Si la Fed baisse ses taux plus tôt, “elle fera une grave erreur”, a déclaré Mortier chez Amundi. « Supposer que l’inflation n’est plus un problème. . . vous pouvez refaire des erreurs du passé. Le regain d’optimisme des marchés ces derniers temps, en particulier la baisse des rendements obligataires, pourrait même précipiter une résurgence de l’inflation en alimentant des prêts moins chers, préviennent les investisseurs.
D’un autre côté, un profond ralentissement économique pourrait encore se matérialiser. “Il est possible que les banques centrales aient réussi et réussi à organiser un atterrissage en douceur, mais il est prématuré de crier victoire”, a déclaré Daniel Ivascyn, directeur des investissements chez Pimco.
“Il faut garder deux choses contradictoires en tête en même temps”, a déclaré Peter Fitzgerald, directeur des investissements pour les secteurs multi-actifs et macro chez Aviva Investors. Il a déclaré que la Fed pourrait réduire ses taux au début de l’année, mais qu’elle ressentirait ensuite le besoin de les relever à nouveau. « Les marchés ne peuvent pas évaluer cela », a-t-il déclaré.

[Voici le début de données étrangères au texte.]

PR #3235, opened 2021-09-24
🔥 Keep lib directory initialization only in client init

Glutexo:
### All Pull Requests:

Check all that apply:

If the lib directory does not exists, it is a sign of a bigger issue, not something we should expect. Kept the directory creation in [client init](https://github.com/RedHatInsights/insights-core/blob/04a9a911b4eda8de3ed753c329f773f5d1ed0300/insights/client/__init__.py#L55) and removed the logic checking for it in other places.


subpop (approved):

gravitypriest:
This was also part of the non-root enhancement (directory creation for those dirs in $HOME). Again, fine to remove, just keep in mind it might come up again one day.

gravitypriest (approved):

PR #3239, opened 2021-09-28
Update the nfnetlink parser

ryan-blakley:
### All Pull Requests:

Check all that apply:

Replace the assert check with if statement and raise a parse exception if met. Updated the parse to inherit from a list, and added the data property for backwards compatibility. Moved the docstring from the top to within the class. Updated the test to look for parse and skip exceptions instead of assertion errors.

### DIFF
--- a/insights/parsers/nfnetlink_queue.py
+++ b/insights/parsers/nfnetlink_queue.py
@@ -1,66 +1,75 @@
 """
 NfnetLinkQueue - file ``/proc/net/netfilter/nfnetlink_queue``
 =============================================================
-
-Reads the ``/proc/net/netfilter/nfnetlink_queue`` file and creates a list of
-dictionaries, one dictionary per row in the file.
-
-The keys of the dictionary are (see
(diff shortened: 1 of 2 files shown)


insights/parsers/nfnetlink_queue.py
```diff
@@ -1,66 +1,83 @@
...
+    Examples:
+
+        >>> # Set up of the environment - ignore this bit:
+        >>> nfnetlink_queue_data = '''
+        ... 0  -4423     0 2 65535     0     0       22  1
+        ... 1  -4424     0 2 65535     0     0       27  1
+        ... '''
+        >>> from insights.tests import context_wrap
+        >>> from insights.parsers.nfnetlink_queue import NfnetLinkQueue
+        >>> nf = NfnetLinkQueue(context_wrap(nfnetlink_queue_data))
```
bfahr, line 48: @ryan-blakley this (L46-48) would normally not be included here.  Just setup the parser object in the doc tests and run examples here.  Since you are updating the docs could you go ahead and remove it?

bfahr (changes requested):

PR #3273, opened 2021-11-02
Strip progress messages from testparm output

kgrant-rh:
On some older releases of Samba, testparm -v -s contains progress
messages such as `Processing section "[homes]"`. Because these
messages contain section names, they aren't removed by filtering.
This change removes them in the testparm parser.

Signed-off-by: Keith Grant <kgrant@redhat.com>

### All Pull Requests:

Check all that apply:

Some older versions of Samba contain messages in the output of `testparm` that cause exceptions in the testparm parsers. This change removes those lines in the parser.

### DIFF
--- a/insights/parsers/samba.py
+++ b/insights/parsers/samba.py
@@ -135,6 +135,10 @@ class SambaConfigs(SambaConfig):
         server_role (string): Server role as reported by the command.
     """
     def parse_content(self, content):
+        # The output of `testparm` sometimes includes progress lines such as
+        # `Processing section "[homes]"`, so those should be removed.
+        content = [line for line in content if not line.startswith("Processing section")]
+
         # Parse server role
         for line in content:
             r = re.search(r"Server role:\s+(\S+)", line)
--- a/insights/parsers/samba.py
+++ b/insights/parsers/samba.py
@@ -135,20 +135,22 @@ class SambaConfigs(SambaConfig):
         server_role (string): Server role as reported by the command.
     """
     def parse_content(self, content):
-        # The output of `testparm` sometimes includes progress lines such as
-        # `Processing section "[homes]"`, so those should be removed.
-        content = [line for line in content if not line.startswith("Processing section")]
-
         # Parse server role
-        for line in content:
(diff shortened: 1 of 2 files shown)


insights/parsers/samba.py
```diff
@@ -135,6 +135,10 @@ class SambaConfigs(SambaConfig):
         server_role (string): Server role as reported by the command.
     """
     def parse_content(self, content):
+        # The output of `testparm` sometimes includes progress lines such as
+        # `Processing section "[homes]"`, so those should be removed.
+        content = [line for line in content if not line.startswith("Processing section")]
```
xiangce, line 140: Nitpick: This will add one more pass of iterating against the whole content. Would it be better to ignore these lines in the following loop?
But please ignore this comment, if the content is always in very few lines.

kgrant-rh: Unfortunately, due to the structure of the samba config parser, there is no loop in which these lines can be ignored. The SambaConfigs parser calls the SambaConfig parser, which calls the IniConfigFile parser, which is where the error occurs. This content should be on average about 300 lines or slightly less; it may be longer on systems where a significant number of samba shares are defined.

skontar: @kgrant-rh I think he meant to combine this with the loop where we are looking for server role on lines 143. Also we can be sure it does not appear after server role. Maybe we could just discard everything before server role? If server role does not exist we raise exception anyway.

skontar: I think we can do something like:
```
 # Parse server role
        for i, line in enumerate(content):
            r = re.search(r"Server role:\s+(\S+)", line)
            if r:
                self.server_role = r.group(1)
                server_role_line = i
                break
        else:
            raise ParseException("Server role not found.")
super(SambaConfigs, self).parse_content(content[server_role_line:])
```

kgrant-rh: @skontar You're right, that's a better solution; I believe you're correct that these messages should always appear before the server role line.

xiangce (approved):
LGTM. Thanks @kgrant-rh.

bfahr (approved):

PR #3281, opened 2021-11-08
Added rhsm dependency for insights-core develop 1596

ahitacat:
### All Pull Requests:

Check all that apply:

Insights-client develop requires of rhsm package. Added this dependency when created the virtualenv.


subpop:
test this please

setup.py
```diff
@@ -62,6 +62,7 @@ def maybe_require(pkg):
 
 develop = set([
     'wheel',
+    'rhsm',
```
ryan-blakley, line 65: @ahitacat Since this is for the client specifically could you please create a client-develop set with only rhsm in it. Then on line 134/135 add the client-develop in the client-develop extra requires. Also could you elaborate on why this is needed, I'm pretty sure rhsm should be pulled in via the subscription-manager-rhsm rpm, and not the module from pypi but I could be wrong.

docs/quickstart_insights_core.rst
```diff
@@ -37,7 +36,8 @@ file associated with the insights-core project.
 .. HINT::
    You might also need to install ``gcc`` to be able to build some python modules,
    ``unzip`` to be able to run `pytest` on the ``insights-core`` repo,
-   and ``pandoc`` to build Insights Core documentation.
+   ``pandoc`` to build Insights Core documentation, and ``platform-python-devel`` 
+   and ``openssl-devel`` to build ``rhsm``.
```
ryan-blakley, line 40: @ahitacat Since this is for the client only could you please remove the updates to the insights core quickstart doc. You may want to try and update the developer setup doc in the insights-client repo. https://github.com/RedHatInsights/insights-client

ryan-blakley (changes requested):

setup.py
ahitacat: Hi!
I found that if you install the client within the virtualenv for development, the rhsm is not pulled and thus you need it in the environment. And sure, I can add it in a client-develop set.

Glutexo: If I’m not mistaken things installed from RPMs are only available for the system-wide Python and not in virtual environments, as @ahitacat says.

Glutexo: @ryan-blakley _rhsm_ is actually imported in [_insights-core_](https://github.com/RedHatInsights/insights-core/blob/e6b64c3c02752a737e61123f9167903cc058c5dd/insights/client/auto_config.py#L102) on auto config. I’d say it’s essential for it to even run and not limited to _insights-client_ development.

docs/quickstart_insights_core.rst
Glutexo: @ryan-blakley This is actually what you need to run code in _insights-core_. _insights-client_ only warns you on make if you are missing the Python _rhsm_ module, but does not use it itself.

Glutexo:
test this please

setup.py
bfahr: @ahitacat @Glutexo you are correct it is in insights-core but it's only imported by the client code in insights-core, and only necessary for client development/testing. I think it makes more sense to include this in the existing `develop-client` set or create a separate set as @ryan-blakley suggested to include that module.  We have several teams that use insights-core but not the client so it seems to make things cleaner and more obvious.

docs/quickstart_insights_core.rst
ryan-blakley: @Glutexo I've never had to build rhsm to run code in insights-core. If it's required for the client code development, I'd recommend creating a section in the document that specifically mentions for client code development you may need to install x additionally. That way it's distinguished from what users viewing this doc need for rule development.

setup.py
Glutexo: @bfahr I’d put that into the _client_ section, because it’s required to even _run_ the client in its own virtual environment. If I am not mistaken, when used from the installed RPM package as an egg, the dependencies are not installed by _setuptools_, but by RPM, so there should be no interference.

ryan-blakley: Adding it to the client set works also if it's required for the client to run. In regards to what I mentioned about the rpm, you can create virtualenv's with the --system-site-packages parameter that gives the venv access to the system's module directory. I mentioned the rpm only because the version of rhsm on pypi is older than what's shipped in rhel, and it doesn't appear to really be maintained as there is only two version, but I could be wrong. So I thought I'd mention the rpm in case there was differences in the code between the versions.

Glutexo: @ryan-blakley Is there a reason for _rhsm_ in PyPI not being updated?

docs/quickstart_insights_core.rst
Glutexo: E.g. the _auto_config_ module here in _insights-core_ uses the _rhsm_ module. https://github.com/RedHatInsights/insights-core/blob/e6b64c3c02752a737e61123f9167903cc058c5dd/insights/client/auto_config.py#L102 It may not be necessary for **rule** development, but it is for development of code in the _insights-core_ repository.

This change is in a page called “Quickstart Insights Development” with “Rule Development Setup” being just a subsection. The green “Hint” box even mentions (for _pytest_ in this case) the “insights-core repo” that includes the client code (and tests of it) as well. Adding a section sounds like a good idea. Thanks! 👍🏻

setup.py
ryan-blakley: @Glutexo I personally don't know I'm not involved with rhsm in anyway I'm on the insights-core team. I just checked pypi to make sure the package existed initially, and saw it only had two version both of which are older than what's in rhel. But taking another look at the pypi project it's maintained by someone outside of Red Hat, so I'm now less inclined to include that requirement. That might be why it hasn't been a requirement to date.

Glutexo: @ryan-blakley Interesting! Maybe grabbing that from PyPI is not the best thing to do and we should rather find a way how to access the RPM library from the virtual environment. I think Chris would be able to help with that. Thank you, Ryan!

docs/quickstart_insights_core.rst
Glutexo: We talked a bit about this with @ahitacat and it may be ok enough to mention in the _Hint_ box something like

> For the Client development, you may need to install `python-devel` and `openssl-devel`. This is not necessary for Rule only development.

However we should make sure first that adding `rhsm` as a PyPI dependency is the right way. If we find a way to directly use `rhsm` installed from an RPM, this is all void.

setup.py
ryan-blakley: @Glutexo No problem, you can access the rpm library by creating a virtualenv with the following command. `$ python3 -m venv --system-site-packages .venv` I tested this and was able to import rhsm from within the freshly created venv.

docs/quickstart_insights_core.rst
Glutexo: After talking with Chris Snyder, we decided we’ll go the PyPI way. It’s not ready yet though and the version of `rhsm` in _PyPI_ is obsolete. We’re not going to install it and thus the `-devel` libraries are not necessary.

Glutexo:
@ahitacat Let’s ditch this pull request and create a new one just updating the documentation. We’ll suggest using the `--system-site-packages` CLI parameter in case of Client development. It’s not the best solution, but now there is no other way to use a virtual environment and still have access to the `rhsm` library. This is going to be replaced by a proper dependency.

I also suggest adding a check to the _setup.py_ that would make it fail if _client_ extra is enabled and `rhsm` not available. That would prevent the library to be installed in an environment where it would not work.

Glutexo (changes requested):
Not doing this until we `rhsm` is in PyPI.

bfahr:
@ahitacat can this be closed?

ahitacat:
> @ahitacat was this replace with #3287? Can this PR be closed?

Yes, at least it is specified in the documentation that the package is missed.

bfahr:
Closing based on previous comment by @ahitacat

L’autre source majeure de volatilité potentielle est la politique. Environ 40 % de la population mondiale sera soumise à des élections en 2024. L’année débutera avec les élections à Taiwan en janvier – un moment potentiellement délicat pour les relations internationales de la Chine. Le Royaume-Uni se rendra probablement aux urnes à un moment donné dans l’année. Mais de nombreux traders considèrent les élections présidentielles américaines de novembre comme un point d’éclair potentiel évident, surtout si Donald Trump l’emporte dans ses efforts pour obtenir l’investiture républicaine.
“Si Trump arrive, nous ne connaissons pas encore son programme”, a déclaré Andrew Pease, responsable mondial de la stratégie d’investissement chez Russell Investments. “S’il veut miser sur la croissance, il pourrait bien être excellent pour les actions”, a-t-il déclaré.
Toutefois, les gestionnaires de fonds craignent que les élections – en particulier aux États-Unis et au Royaume-Uni – ne créent des fissures sur les marchés des obligations d’État.
À plusieurs reprises en 2023, les investisseurs se sont montrés particulièrement sensibles à la politique budgétaire, exigeant des rendements plus élevés, même de la part du gouvernement américain, pour compenser des objectifs d’emprunt nettement plus élevés. Un résultat potentiel extrême mais improbable pour le marché du Trésor est une vente massive similaire à l’effondrement du marché des gilts britanniques sous le bref mandat de Premier ministre de Liz Truss en 2022.
“Je ne vois pas vraiment un moment Liz Truss aux États-Unis, mais je vois les marchés devenir nerveux à l’idée d’un populiste républicain qui réduit les impôts et n’est pas prêt à réduire les dépenses”, a déclaré Pease.
« Les 12 prochains mois seront un domaine dans lequel nous serons prudents », a-t-il déclaré. « On ne fait pas de gros paris sur la direction ».